#### Data provided
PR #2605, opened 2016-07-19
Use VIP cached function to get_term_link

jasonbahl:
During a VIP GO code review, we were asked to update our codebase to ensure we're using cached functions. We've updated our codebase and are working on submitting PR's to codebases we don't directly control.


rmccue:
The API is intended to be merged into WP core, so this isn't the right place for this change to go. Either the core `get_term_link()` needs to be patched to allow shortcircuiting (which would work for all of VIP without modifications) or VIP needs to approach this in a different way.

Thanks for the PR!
########
#### Data provided
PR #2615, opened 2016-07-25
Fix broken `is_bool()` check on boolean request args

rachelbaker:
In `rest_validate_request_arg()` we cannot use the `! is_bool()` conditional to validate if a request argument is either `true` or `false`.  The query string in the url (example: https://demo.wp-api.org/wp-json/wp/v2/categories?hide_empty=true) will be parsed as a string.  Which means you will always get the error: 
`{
########
*Required action*
Copy out the lines above exactly, beginning at the one that contains "PR #2605, opened 2016-07-19" and ending at the one that contains "Thanks for the PR!".

*Result for this exercise*
PR #2605, opened 2016-07-19
Use VIP cached function to get_term_link

jasonbahl:
During a VIP GO code review, we were asked to update our codebase to ensure we're using cached functions. We've updated our codebase and are working on submitting PR's to codebases we don't directly control.


rmccue:
The API is intended to be merged into WP core, so this isn't the right place for this change to go. Either the core `get_term_link()` needs to be patched to allow shortcircuiting (which would work for all of VIP without modifications) or VIP needs to approach this in a different way.

Thanks for the PR!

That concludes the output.